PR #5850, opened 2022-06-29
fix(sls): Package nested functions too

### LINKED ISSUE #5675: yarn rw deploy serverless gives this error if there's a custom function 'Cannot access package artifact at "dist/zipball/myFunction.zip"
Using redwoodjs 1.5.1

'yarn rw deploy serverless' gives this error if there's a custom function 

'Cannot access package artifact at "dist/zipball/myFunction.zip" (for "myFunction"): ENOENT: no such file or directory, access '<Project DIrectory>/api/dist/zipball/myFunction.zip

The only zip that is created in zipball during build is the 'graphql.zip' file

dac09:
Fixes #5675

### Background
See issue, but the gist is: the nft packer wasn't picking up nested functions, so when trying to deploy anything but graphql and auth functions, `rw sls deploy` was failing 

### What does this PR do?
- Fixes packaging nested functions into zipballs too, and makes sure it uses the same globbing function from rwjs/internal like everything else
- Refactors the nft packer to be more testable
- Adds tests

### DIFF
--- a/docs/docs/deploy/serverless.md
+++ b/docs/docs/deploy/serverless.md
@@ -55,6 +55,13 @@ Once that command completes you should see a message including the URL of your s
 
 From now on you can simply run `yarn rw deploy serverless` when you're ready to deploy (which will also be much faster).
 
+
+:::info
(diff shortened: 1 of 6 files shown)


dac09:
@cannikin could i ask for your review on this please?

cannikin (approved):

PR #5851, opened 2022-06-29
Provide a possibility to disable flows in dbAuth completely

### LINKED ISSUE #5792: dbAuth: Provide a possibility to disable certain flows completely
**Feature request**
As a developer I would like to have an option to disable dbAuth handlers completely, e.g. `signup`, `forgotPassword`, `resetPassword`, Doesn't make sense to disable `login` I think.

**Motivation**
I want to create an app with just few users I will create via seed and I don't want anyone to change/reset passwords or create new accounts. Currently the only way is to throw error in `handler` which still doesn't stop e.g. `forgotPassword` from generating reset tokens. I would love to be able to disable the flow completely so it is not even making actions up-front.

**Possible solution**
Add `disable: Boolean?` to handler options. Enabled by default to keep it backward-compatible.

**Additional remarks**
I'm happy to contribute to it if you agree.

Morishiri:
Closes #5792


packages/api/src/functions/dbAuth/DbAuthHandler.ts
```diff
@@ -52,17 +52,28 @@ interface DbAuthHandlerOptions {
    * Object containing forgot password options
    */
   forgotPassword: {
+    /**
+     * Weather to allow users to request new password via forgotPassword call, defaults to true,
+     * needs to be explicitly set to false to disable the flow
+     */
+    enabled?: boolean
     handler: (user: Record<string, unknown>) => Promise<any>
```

++++++

▸ **Prompt**: What number of lines in the listing above hold the string "dist"? Give that number and nothing else.

▸ **Answer section**: 2